Delta dynamics is a risk to the tapering timeline, new Covid-19 cases in the US are back to levels seen in last winter’s surge with cases now above 100k a day on average . According to data from the US Department of Health and Human Services, more than 66k Americans were hospitalized with Covid-19 across the country as of late Saturday, the highest since February. The US current covid wave of infection has not yet peaked, and it remains to be seen if the US can sustain its current pace of economic recovery while Delta keeps running loose.
Moving onto markets reaction to the solid US labour market data triggered a decent move in UST yields and the USD . The US Treasury curve bear steepened with the 10y Note climbing 7.5bps relative to Thursday’s levels, closing the week at 1.2969%, after trading to a low of 1.12% earlier in the week following the softer than expected ADP report. 10-year rates were 4bps higher in Germany, to -0.22%, and 8bps higher in the UK, to 0.61%, a day after the Bank of England said “some modest tightening” might be appropriate over the next few years. AU bond futures yield climbed 3.5 bps on Friday ending the week at 1.185%
The lift in UST yields provided a boost to the USD with the greenback up ~0.5/0.6% in index terms (BBDXY and DXY). Looking at G10 pairs, the EUR fell back to near its recent lows (-0.6% at around 1.1760) while USD/JPY pushed up 0.4% to above Y110. Both the AUD and NZD were down 0.7% on Friday, with the NZD finishing the week just above the 70c mark. For now, 71c remains a key resistance for the kiwi.
Meanwhile after attempting a break above key resistance around the 0.7415/20 area midway through last week, the AUD starts the new week at 0.7360, still technically vulnerable to the downside. That said, both the AUD and NZD were the notable USD outperformers on the week, up 0.16% and 0.52% respectively.
Equity markets saw rotation back to previous reflation trade winners and away from big tech stocks, a reversal of recent trends. The Financials sector of the S&P500 was up 2% on Friday, with bank stocks benefiting from the steeper yield curve which is perceived as supportive of net interest margins, while the Materials, Energy and Industrials sectors also posted gains. Tech stocks, which are typically more sensitive to higher long-term rates, were generally weaker alongside ‘bond proxies’ such as utilities stocks. The NASDAQ was down 0.4% on Friday, paring its weekly gain to 1.1%. The S&P500 in contrast finished 0.2% higher, at a fresh record high.

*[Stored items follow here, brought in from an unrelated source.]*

PR #8653, opened 2020-01-02
DEV: Don't run the PLUGINS-LINT stage

CvX:
It's unlikely that changes introduced in a PR would trigger lint errors in non-default official plugins.
What might happen though (and did at least once) is that an unrelated lint error in a plugin can fail the master build and all PR builds.

@davidtaylorhq, @jjaffeux?

### DIFF
--- a/.github/workflows/ci.yml
+++ b/.github/workflows/ci.yml
@@ -10,14 +10,14 @@ on:
     
 jobs:
   build:
-    name: "${{ matrix.target }}-${{ matrix.build_types }}"
+    name: "${{ matrix.target }}-${{ matrix.build_type }}"
     runs-on: ${{ matrix.os }}
     timeout-minutes: 60
 
     env:
       DISCOURSE_HOSTNAME: www.example.com
       RUBY_GLOBAL_METHOD_CACHE_SIZE: 131072
-      BUILD_TYPE: ${{ matrix.build_types }}
+      BUILD_TYPE: ${{ matrix.build_type }}
       TARGET: ${{ matrix.target }}
       RAILS_ENV: test
       PGHOST: localhost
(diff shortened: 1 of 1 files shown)


davidtaylorhq:
Yeah, I agree with idea. However, it gets complicated because of our internal build. @jjaffeux and I designed the GitHub actions to match the internal build as closely as possible. If you have a green tick on GitHub, it should pass the internal build and get added to tests-passed. If you have a red cross on GitHub, it will fail the internal build, and never make it to tests-passed.

Now that we have so many plugins, it might be worth reconsidering this, but I think we might have to make the same change on the internal build system as well 🤔

CvX:
Yup, I’m for changing this in the internal build  too.

Our linting rules live outside the core, so it would make sense to do the plugin linting only in plugin repo builds (and maybe in lint configuration repos? Though that may be overcomplicating things)

davidtaylorhq:
> Our linting rules live outside the core

Almost... although I think rubocop rules still live in core? But anyway, I agree it's weird to lint plugins in the core build.

At the moment, the core build failing is the only thing which actually forces us to keep plugins linted properly. If we remove it, then we need some other warning system. Maybe worth opening a dev topic on it?

CvX:
> I think rubocop rules still live in core

You're right. I'm closing the PR for now. Before merging this, we'd need to:
1. Extract rubocop rules from core into https://github.com/discourse/rubocop-discourse
2. Update plugins to use the the new URL
3. Add a Github Actions CI workflow to every plugin, that will run frontend and backend tests, and do the linting
4. Maybe also add a workflow to rubocop-discourse and https://github.com/discourse/eslint-config-discourse that will do a lint pass (after `bin/rake plugin:install_all_official`)
5. Remove the plugins-lint stage from both the internal build

I'll play with 3./4. and post the updated plan for a review on dev

PR #8664, opened 2020-01-06
FEATURE: Secure media allowing duplicated uploads with category-level privacy and post-based access rules

martin-brennan:
### General Changes and Duplication

* We now consider a post `with_secure_media?` if it is in a read-restricted category.
* When uploading we now set an upload's secure status straight away, using the following flow:

SecureMediaUploadController

* When uploading if `SiteSetting.secure_media` is enabled, we do not check to see if the upload already exists using the `sha1` digest of the upload. The `sha1` column of the upload is filled with a `SecureRandom.hex(20)` value which is the same length as `Upload::SHA1_LENGTH`. The `original_sha1` column is filled with the _real_ sha1 digest of the file. 
* Whether an upload `should_be_secure?` is now determined by whether the `access_control_post` is `with_secure_media?` (if there is no access control post then we leave the secure status as is).
* When serializing the upload, we now cook the URL if the upload is secure. This is so it shows up correctly in the composer preview, because we set secure status on upload.

### Viewing Secure Media

* The secure-media-upload URL will take the post that the upload is attached to into account via `Guardian.can_see?` for access permissions
* If there is no `access_control_post` then we just deliver the media. This should be a rare occurrance and shouldn't cause issues as the `access_control_post` is set when `link_post_uploads` is called via `CookedPostProcessor`

### Removed

We no longer do any of these because we do not reuse uploads by sha1 if secure media is enabled.

* We no longer have a way to prevent cross-posting of a secure upload from a private context to a public context.
* We no longer have to set `secure: false` for uploads when uploading for a theme component.

### Missing

* Functionality for moving an upload between contexts is still not supported. For example, if splitting one or more posts out of a PM and placing them into a public topic, then we need to loop through the uploads associated with those posts and set them to `secure: false` and update their ACLs.


app/models/upload.rb
```diff
@@ -392,30 +399,38 @@ def short_url_basename
...
+#  created_at             :datetime         not null
+#  updated_at             :datetime         not null
+#  sha1                   :string(40)
+#  origin                 :string(1000)
+#  retain_hours           :integer
+#  extension              :string(10)
+#  thumbnail_width        :integer
+#  thumbnail_height       :integer
+#  etag                   :string
+#  secure                 :boolean          default(FALSE), not null
```
SamSaffron: do we need the "secure" column give we have "access_control_post_id" ?

martin-brennan: Yes, because we don't know the `access_control_post_id` when the upload is first created but we still want to know it was created in a secure context, as the ACL is now set at upload time (and the URL for /secure-media-uploads/ is used straight away for posts).

SamSaffron: aha yeah ... makes sense

spec/lib/upload_creator_spec.rb
```diff
@@ -246,6 +236,105 @@
...
+            upload = UploadCreator.new(file_from_fixtures(filename), filename, type: "avatar").create_for(user.id)
+            expect(upload.secure).to eq(false)
+            upload.destroy!
+          end
+        end
+
+        context "if type of upload is in the composer" do
+          let(:opts) { { type: "composer" } }
+          it "sets the upload to secure, because we don't know the context of the composer" do
+            expect(result.secure).to eq(true)
```
SamSaffron: we should check for sha and original sha here as well no? To ensure we are generating a new one?

app/controllers/uploads_controller.rb
```diff
@@ -139,6 +141,14 @@ def show_secure
     redirect_to upload.secure? ? signed_secure_url : Discourse.store.cdn_url(upload.url)
   end
 
+  def handle_secure_upload_request(upload, path_with_ext)
+    if upload.access_control_post_id.present?
+      raise Discourse::InvalidAccess if !guardian.can_see?(upload.access_control_post)
```
SamSaffron: is `guardian.can_see?(nil)` going to return true - eg post was trashed? perhaps if there is no post we can unconditionally raise an invalid access?

SamSaffron:
perhaps we add an extra where here: 

https://github.com/discourse/discourse/blob/710eafdd35d422eb5732b39fad915c2dbfb7ce89/app/jobs/scheduled/clean_up_uploads.rb#L70-L70

then we can give secure uploads a bit of extra protection? atm revising a post with a an upload not to have the upload link will result in removal, but with secure uploads we have a far stronger link so it is trivial to protect history. 

In the context of this change it may make sense to add this extra protection. 

Given we already have all the refs in place maybe we add `where('uploads.access_control_post_id IS NULL')` 

On the fence here but it seems like it is reasonable if you are being totally paranoid about uploads to just keep them around in revisions.

app/controllers/uploads_controller.rb
martin-brennan: If we unconditionally raise invalid access then we will break previews in the composer, because at time of upload creation we don't know the access control post.

Maybe if the upload was created > 1h ago with no post attached or something?

martin-brennan:
@SamSaffron with the cleanup job comments above, if a post no longer contains its upload the upload will still have the `access_control_post_id`, which is fine. It probably is a good idea to add the where clause, because otherwise if we delete the upload any posts that have a direct link to the /secure-media-uploads/ URL for the upload will get a 404 error.

Maybe at some point we could have a secure upload deleter...that deletes the upload and finds all posts that mention it and replace the URL/lightbox with "(secure upload has been removed)" or something.

lib/file_store/base_store.rb
```diff
@@ -9,7 +9,7 @@ def store_upload(file, upload, content_type = nil)
       store_file(file, path)
     end
 
-    def store_optimized_image(file, optimized_image)
+    def store_optimized_image(file, optimized_image, content_type = nil, secure: false)
```
pmusaraj: Minor thing: do we have to define `content_type` and `secure` here? They aren't used when storing locally.

app/models/optimized_image.rb
```diff
@@ -106,7 +106,7 @@ def self.create_for(upload, width, height, opts = {})
 
           # store the optimized image and update its url
           File.open(temp_path) do |file|
-            url = Discourse.store.store_optimized_image(file, thumbnail)
+            url = Discourse.store.store_optimized_image(file, thumbnail, nil, secure: upload.secure?)
```
pmusaraj: Related to the comment in `base_store.rb`, I don't think we need to pass `nil` here for content type. Simply setting it to `nil` when using the S3 store should suffice.

lib/upload_creator.rb
```diff
@@ -117,12 +127,16 @@ def create_for(user_id)
       @upload.for_export          = true if @opts[:for_export]
       @upload.for_site_setting    = true if @opts[:for_site_setting]
       @upload.for_gravatar        = true if @opts[:for_gravatar]
+      uploading_in_public_context = @upload.for_theme || @upload.for_site_setting || @opts[:type] == "avatar"
+
+      # determine whether upload should be secure when first created
```
pmusaraj: Right now there are two places where we determine whether an upload should be marked secure: here and in `models/upload.rb#should_be_secure?`. I'm wondering whether it would make sense to abstract the logic into one central place. There are some differences (due to the upload existing in one case and not the other) but there is a fair amount of overlap, too.

app/jobs/scheduled/clean_up_uploads.rb
```diff
@@ -78,6 +78,7 @@ def execute(args)
         .where("tf.upload_id IS NULL")
         .where("ue.upload_id IS NULL")
         .where("ss.value IS NULL")
+        .where("uploads.access_control_post_id IS NULL")
```
ZogStriP: I think this `where` should go up, next to the other `where` on the `uploads` table (right before the first `join`).

lib/file_store/base_store.rb
martin-brennan: The problem is @pmusaraj both the methods had a different signature, but the S3 has the additional secure + content_type parameters. In `OptimizedImage` I had:

```
url = Discourse.store.store_optimized_image(file, thumbnail, nil, secure: upload.secure?)
```

But this would fail all the local specs. I could add a conditional here e.g. if its S3 store use the extra params, but I thought it would be better for the method signature to be the same if we are overriding it. I guess the other alternative is just adding `opts` to the base_store method and using those where needed.

lib/upload_creator.rb
martin-brennan: @pmusaraj very good point, I have moved this stuff out into a new `UploadSecurity` class :+1:

lib/file_store/base_store.rb
pmusaraj: That makes sense, thanks!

The Shanghai Composite index was the other notable underperformer on Friday amid lingering regulatory concerns, that said looking at the week, it was a solid performance with all major indices adding gains over the past five trading days.

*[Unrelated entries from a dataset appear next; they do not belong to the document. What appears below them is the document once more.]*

PR #8665, opened 2020-01-06
FEATURE: Turn csp on by default

oblakeerickson:


oblakeerickson:
image

There should be output here while the tests are running. I'm pretty sure the qunit tests don't even start.

PR #8668, opened 2020-01-06
DEV: Allow CSP to be enabled during QUnit tests

davidtaylorhq:
The QUnit rake task starts a server in test mode. Therefore we need some tweaks to allow dynamic hostnames and dynamic CSP hostnames in test mode. These tweaks are already present in development mode.

### DIFF
--- a/config/application.rb
+++ b/config/application.rb
@@ -224,8 +224,9 @@ module Discourse
     # supports etags (post 1.7)
     config.middleware.delete Rack::ETag
 
-    if Rails.env.production?
+    if !(Rails.env.development? || ENV['SKIP_ENFORCE_HOSTNAME'] == "1")
       require 'middleware/enforce_hostname'
+      puts "enforcing hostname"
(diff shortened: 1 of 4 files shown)


SamSaffron:
some weird fails:

```
Users::OmniauthCallbacksController Google Oauth2 when user has been verified with full screen login doesn't attempt redirect to external origin
     Failure/Error: expect(response.location).to eq "http://test.localhost/"

       expected: "http://test.localhost/"
            got: "http://www.example.com/"

       (compared using ==)
     # ./spec/requests/omniauth_callbacks_controller_spec.rb:445:in `block (5 levels) in <main>'
```

Also wondering, if we need this in `RAILS_ENV=profile` cause `ruby script/bench.rb` uses that (it also needs a bit of TLC due to the api key changes)

davidtaylorhq:
👍 looking at the weird fails. Looks like those tests were introduced after the enforce_hostname middleware, so need to figure out the best option there. (either normalise on www.example.com, or on test.localhost). I'll take a look at RAILS_ENV=profile as well

PR #8670, opened 2020-01-07
DEV: Update bench.rb for core changes

davidtaylorhq:
- Use new api key rake task
- Switch to header-based API auth
- Stop hard-coding topic id

### DIFF
--- a/script/profile_db_generator.rb
+++ b/script/profile_db_generator.rb
@@ -65,7 +65,7 @@ unless Rails.env == "profile"
 end
 
 def ensure_perf_test_topic_has_right_title!
-  t = Topic.find(179)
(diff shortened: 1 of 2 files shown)


script/profile_db_generator.rb
```diff
@@ -65,7 +65,7 @@ def create_admin(seq)
 end
 
 def ensure_perf_test_topic_has_right_title!
-  t = Topic.find(179)
+  t = Topic.where(archetype: :regular).last
```
SamSaffron: minor but I think this picks an inconsistent topic, topics have random numbers of posts so we really want to pick a topic with exactly N posts in it. will adjust.

SamSaffron:
This is looking good!

PR #8828, opened 2020-01-31
FIX: Opening new topic draft never creates reply post

markvanlan:
This PR addresses [this issue](https://meta.discourse.org/t/duplicating-a-tab-breaks-a-change-from-a-quote-to-create-a-new-topic/140243?u=markvanlan), where a reply post is being created rather than a new topic.

### DIFF
--- a/app/assets/javascripts/discourse/models/composer.js.es6
+++ b/app/assets/javascripts/discourse/models/composer.js.es6
@@ -912,6 +912,10 @@ const Composer = RestModel.extend({
   },
 
   createPost(opts) {
+    if (this.action === CREATE_TOPIC) {
+      this.set("topic", null);
+    }
+
     const post = this.post;
     const topic = this.topic;
     const user = this.user;


markvanlan:
@eviltrout I am trying to think of the best way to test this, if one is needed. 

topic_id was being sent the server on weird occations when the composer action is `createTopic`. This was creating reply posts instead of a new topic. Only happened when refreshing page with a "reply in new topic" draft was open.

ZogStriP:
🤔 Feels like adding a band-aid... 

> topic_id was being sent the server on **weird occations**

Have you managed to find out when we're adding the `topic_id` when we should not?

markvanlan:
@ZogStriP Yeah, it is in the link in my first comment (in a meta topic).

Its when the composer is open inside a topic, the composer is switched to `reply as linked topic`, and then the tab is duplicated and opened in a new tab. If you hit create, the `topic_id` is present.

This seems like a future-proof solution though. There is no case when creating a topic that you would want to pass the topic_id to the server

ZogStriP:
> Its when the composer is open inside a topic, the composer is switched to `reply as linked topic`, and then the tab is duplicated and opened in a new tab. If you hit create, the `topic_id` is present.

Should we fix that then? When switching the composer to "reply as linked topic", nullify the `topic_id`.
It does mean we need to re-set the `topic_id` when the composer is switched back to "reply"... 🤔 

> This seems like a future-proof solution though. There is no case when creating a topic that you would want to pass the topic_id to the server

Definitely. "band-aid" might not have been the best word to use. I meant that we were not fixing the root-cause.

PR #8834, opened 2020-02-01
FIX: Recovered posts with no user will be taken over by system user

udan11:


lib/post_destroyer.rb
```diff
@@ -91,6 +91,7 @@ def recover
       user_recovered
     end
     topic = Topic.with_deleted.find @post.topic_id
+    topic.update_column(:user_id, Discourse.system_user.id) if !topic.user_id
```
ZogStriP: Even thought we're caching the system user, I think it might be faster to only use the constant here?

```suggestion
    topic.update_column(:user_id, Discourse::SYSTEM_USER_ID) if !topic.user_id
```

lib/post_destroyer.rb
```diff
@@ -103,6 +104,7 @@ def recover
   end
 
   def staff_recovered
+    @post.update_column(:user_id, Discourse.system_user.id) if !@post.user_id
```
ZogStriP: Ditto regarding the constant.

SamSaffron:
feel free to merge once small sys user id change is applied.

PR #8840, opened 2020-02-03
Log error when optimized image file fails to store.

schungx:


eviltrout:
Seems reasonable to me! Thanks.

schungx:
@eviltrout  I have been thinking whether it is necessary to put in also a `rescue` section because `store_optimized_image` may throw (in external stores at least) when the store fails for any reason.

If it throws, it will probably leave the temp file open dangling, and create an `OptimizedImage` record with no `url`.

eviltrout:
@schungx you might want a follow up PR for that then.

schungx:
Guess I'll leave it until there appears to be mysterious image store failings... ;-)

PR #8844, opened 2020-02-04
UX: introduces icon-picker component for badges

jjaffeux:
Screenshot 2020-02-04 at 14 27 36
Screenshot 2020-02-04 at 14 27 41


app/assets/javascripts/select-kit/components/icon-picker.js.es6
```diff
@@ -0,0 +1,49 @@
...
+      }
+
+      this.attrs.onChange && this.attrs.onChange(value, item);
+    }
+  },
+
+  _transformIconName(icon) {
+    let processedIconName = icon;
+    if (!icon.startsWith("fa")) {
+      processedIconName = `fa-${processedIconName}`;
```
pmusaraj: I'm a bit torn about including the "fa-" prefix in the displayed icon name here. FontAwesome, when you search for icons, doesn't display the prefix. I think we should only display the `fab-` and `far-` prefixes in the picker.

jjaffeux: so value should have fa- but we never display it, right?

pmusaraj: No, we don't need `fa-` at all, only `fab-` (for brand icons) and `far-` (for the regular icon set).

pmusaraj:
@jjaffeux I made the changes to have the search display all available icons. A few nice-to-haves that I didn't manage to do: 

- on the first search (with no filter set) it would be nice to show a message to the user along the lines of "Showing the first 200 results, please use a keyword to search the full FontAwesome set)
- debouncing the search would nice too
- also, I couldn't get this to work without resorting to jQuery, the icons wouldn't render properly when inserted in the DOM via vanilla JS

jjaffeux:
> @jjaffeux I made the changes to have the search display all available icons. A few nice-to-haves that I didn't manage to do:
> 
> * on the first search (with no filter set) it would be nice to show a message to the user along the lines of "Showing the first 200 results, please use a keyword to search the full FontAwesome set"

No way to do this ATM, will think about it, but don't want to stop PR for this

> * debouncing the search would nice too

It should be the case and in my tests seems to work, I will merge as is, if it's not debounced it's an sk bug anyways, not related to this PR

> * also, I couldn't get this to work without resorting to jQuery, the icons wouldn't render properly when inserted in the DOM via vanilla JS

I tried too, not much luck, I think there's some load event to use for svg in vanilla js maybe? Fine like this for now

PR #8850, opened 2020-02-04
FIX: HTML parsed in Featured topic title on profile

markvanlan:


markvanlan:
Addresses [this meta topic](https://meta.discourse.org/t/html-entities-not-being-parsed-in-featured-topic-title-on-profile/140546?u=markvanlan)

PR #8853, opened 2020-02-04
FEATURE: Allow single option polls

markvanlan:


markvanlan:
@eviltrout Oh right, the message does need to change.. So you want me to completely remove to translation to it is re-translated, correct?

eviltrout:
Just leave those files as-is. Transifex should pick up that it changed in English and flag it for translation.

Moving onto other news, China’s July trade data released on Saturday was softer on both export and import measures . Exports grew 19.3% in USD terms in July from a year earlier, while imports rose 28.1%, against consensus forecast that exports would increase by 20% while imports would climb 33.3%. That left a trade surplus of $56.58 bn for the month. Extreme weather conditions and local Covid outbreaks have not helped while supply disruption have also hampered export activity.

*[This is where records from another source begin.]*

PR #8864, opened 2020-02-05
DEV: adds afterRender decorator

jjaffeux:
This decorator, will make any DOM actiopn perfectly safe:

```
import { afterRender } from "discourse-common/utils/decorators";

@afterRender
_setStyle() {
  this.element.style.backgroundColor = "blue";
}
```

### DIFF
--- a/app/assets/javascripts/discourse-common/utils/decorators.js.es6
+++ b/app/assets/javascripts/discourse-common/utils/decorators.js.es6
@@ -1,6 +1,7 @@
 import handleDescriptor from "ember-addons/utils/handle-descriptor";
 import isDescriptor from "ember-addons/utils/is-descriptor";
 import extractValue from "ember-addons/utils/extract-value";
+import { schedule, next } from "@ember/runloop";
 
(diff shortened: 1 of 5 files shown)


jjaffeux:
@eviltrout note that the test is kinda useless with our current stack, as a test will not fail if there's an exception and try/catch block can't currently catch an exception in a deferred action. We should be able to address this once we watch up on ember/qunit.

app/assets/javascripts/discourse-common/utils/decorators.js.es6
```diff
@@ -13,6 +14,19 @@ export default function discourseComputedDecorator(...params) {
   }
 }
 
+export function afterRender(target, name, descriptor) {
+  const originalFunction = descriptor.value;
+  descriptor.value = function() {
+    next(() => {
+      schedule("afterRender", () => {
+        if (this.element && !this.isDestroying && !this.isDestroyed) {
```
ZogStriP: 😍

PR #8867, opened 2020-02-05
DEV: Make image resize controls more resilient

udan11:
Commit aa24be1 made it possible to build data attributes from image's
Markdown and this changes ensure that the resize controls still work
with some data parameters present.


SamSaffron:
I support merging this once we have an acceptance test of sorts. It is fiddly stuff.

Finally, the US Senate voted on Saturday to advance to the next step of a $1tn infrastructure package. This was seen as an important step towards securing the passing of the bill. The US Senate will try to move toward passage of a $1 trillion infrastructure bill on Sunday although there are still some differences of opinion between Republican which may prove yet another hurdle/delay.